The data shown below should all be retyped exactly.

-------- Dataset extract

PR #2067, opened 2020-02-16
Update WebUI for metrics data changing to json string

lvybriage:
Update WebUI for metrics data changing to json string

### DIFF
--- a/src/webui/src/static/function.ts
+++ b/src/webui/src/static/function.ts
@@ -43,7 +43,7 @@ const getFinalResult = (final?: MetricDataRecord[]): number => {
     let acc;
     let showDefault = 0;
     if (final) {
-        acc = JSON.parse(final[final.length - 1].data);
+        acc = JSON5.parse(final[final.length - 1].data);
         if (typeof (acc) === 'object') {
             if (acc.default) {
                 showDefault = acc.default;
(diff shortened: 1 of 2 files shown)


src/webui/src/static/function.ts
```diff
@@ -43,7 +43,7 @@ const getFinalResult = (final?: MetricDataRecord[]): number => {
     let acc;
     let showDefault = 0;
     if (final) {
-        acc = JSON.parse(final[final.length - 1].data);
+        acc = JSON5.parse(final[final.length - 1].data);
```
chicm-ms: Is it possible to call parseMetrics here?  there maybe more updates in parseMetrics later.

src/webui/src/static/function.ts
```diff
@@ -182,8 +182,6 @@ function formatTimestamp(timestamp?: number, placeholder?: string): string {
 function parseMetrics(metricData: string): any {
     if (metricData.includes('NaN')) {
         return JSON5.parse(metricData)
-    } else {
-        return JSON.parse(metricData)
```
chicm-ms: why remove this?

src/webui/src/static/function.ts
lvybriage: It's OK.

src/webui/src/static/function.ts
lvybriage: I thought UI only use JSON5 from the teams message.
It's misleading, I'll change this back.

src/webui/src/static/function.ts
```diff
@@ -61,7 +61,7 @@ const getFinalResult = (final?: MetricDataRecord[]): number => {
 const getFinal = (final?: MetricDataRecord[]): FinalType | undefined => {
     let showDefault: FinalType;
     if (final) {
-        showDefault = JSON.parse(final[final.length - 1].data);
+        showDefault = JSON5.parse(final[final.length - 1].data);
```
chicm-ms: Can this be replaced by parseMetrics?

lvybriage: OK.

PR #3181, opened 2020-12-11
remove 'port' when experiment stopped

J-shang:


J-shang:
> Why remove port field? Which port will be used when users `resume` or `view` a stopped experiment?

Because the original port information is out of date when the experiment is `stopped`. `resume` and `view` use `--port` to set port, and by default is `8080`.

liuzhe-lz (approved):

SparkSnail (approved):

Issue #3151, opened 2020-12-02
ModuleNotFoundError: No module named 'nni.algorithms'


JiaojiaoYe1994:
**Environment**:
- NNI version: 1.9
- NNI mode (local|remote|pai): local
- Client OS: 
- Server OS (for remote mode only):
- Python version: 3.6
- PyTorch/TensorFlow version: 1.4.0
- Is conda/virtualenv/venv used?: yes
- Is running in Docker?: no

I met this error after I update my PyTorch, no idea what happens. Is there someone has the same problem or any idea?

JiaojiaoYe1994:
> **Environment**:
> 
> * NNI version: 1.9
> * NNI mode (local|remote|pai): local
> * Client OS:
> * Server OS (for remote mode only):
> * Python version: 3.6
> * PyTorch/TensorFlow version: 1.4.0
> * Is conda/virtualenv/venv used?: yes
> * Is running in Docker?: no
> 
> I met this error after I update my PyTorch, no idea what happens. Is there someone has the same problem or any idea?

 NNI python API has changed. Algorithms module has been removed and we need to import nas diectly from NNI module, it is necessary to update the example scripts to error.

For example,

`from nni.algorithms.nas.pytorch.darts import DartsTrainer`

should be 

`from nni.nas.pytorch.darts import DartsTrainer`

----------------

[Answer space]:
PR #2067, opened 2020-02-16
Update WebUI for metrics data changing to json string

lvybriage:
Update WebUI for metrics data changing to json string

### DIFF
--- a/src/webui/src/static/function.ts
+++ b/src/webui/src/static/function.ts
@@ -43,7 +43,7 @@ const getFinalResult = (final?: MetricDataRecord[]): number => {
     let acc;
     let showDefault = 0;
     if (final) {
-        acc = JSON.parse(final[final.length - 1].data);
+        acc = JSON5.parse(final[final.length - 1].data);
         if (typeof (acc) === 'object') {
             if (acc.default) {
                 showDefault = acc.default;
(diff shortened: 1 of 2 files shown)


src/webui/src/static/function.ts
```diff
@@ -43,7 +43,7 @@ const getFinalResult = (final?: MetricDataRecord[]): number => {
     let acc;
     let showDefault = 0;
     if (final) {
-        acc = JSON.parse(final[final.length - 1].data);
+        acc = JSON5.parse(final[final.length - 1].data);
```
chicm-ms: Is it possible to call parseMetrics here?  there maybe more updates in parseMetrics later.

src/webui/src/static/function.ts
```diff
@@ -182,8 +182,6 @@ function formatTimestamp(timestamp?: number, placeholder?: string): string {
 function parseMetrics(metricData: string): any {
     if (metricData.includes('NaN')) {
         return JSON5.parse(metricData)
-    } else {
-        return JSON.parse(metricData)
```
chicm-ms: why remove this?

src/webui/src/static/function.ts
lvybriage: It's OK.

src/webui/src/static/function.ts
lvybriage: I thought UI only use JSON5 from the teams message.
It's misleading, I'll change this back.

src/webui/src/static/function.ts
```diff
@@ -61,7 +61,7 @@ const getFinalResult = (final?: MetricDataRecord[]): number => {
 const getFinal = (final?: MetricDataRecord[]): FinalType | undefined => {
     let showDefault: FinalType;
     if (final) {
-        showDefault = JSON.parse(final[final.length - 1].data);
+        showDefault = JSON5.parse(final[final.length - 1].data);
```
chicm-ms: Can this be replaced by parseMetrics?

lvybriage: OK.

PR #3181, opened 2020-12-11
remove 'port' when experiment stopped

J-shang:


J-shang:
> Why remove port field? Which port will be used when users `resume` or `view` a stopped experiment?

Because the original port information is out of date when the experiment is `stopped`. `resume` and `view` use `--port` to set port, and by default is `8080`.

liuzhe-lz (approved):

SparkSnail (approved):

Issue #3151, opened 2020-12-02
ModuleNotFoundError: No module named 'nni.algorithms'


JiaojiaoYe1994:
**Environment**:
- NNI version: 1.9
- NNI mode (local|remote|pai): local
- Client OS: 
- Server OS (for remote mode only):
- Python version: 3.6
- PyTorch/TensorFlow version: 1.4.0
- Is conda/virtualenv/venv used?: yes
- Is running in Docker?: no

I met this error after I update my PyTorch, no idea what happens. Is there someone has the same problem or any idea?

JiaojiaoYe1994:
> **Environment**:
> 
> * NNI version: 1.9
> * NNI mode (local|remote|pai): local
> * Client OS:
> * Server OS (for remote mode only):
> * Python version: 3.6
> * PyTorch/TensorFlow version: 1.4.0
> * Is conda/virtualenv/venv used?: yes
> * Is running in Docker?: no
> 
> I met this error after I update my PyTorch, no idea what happens. Is there someone has the same problem or any idea?

 NNI python API has changed. Algorithms module has been removed and we need to import nas diectly from NNI module, it is necessary to update the example scripts to error.

For example,

`from nni.algorithms.nas.pytorch.darts import DartsTrainer`

should be 

`from nni.nas.pytorch.darts import DartsTrainer`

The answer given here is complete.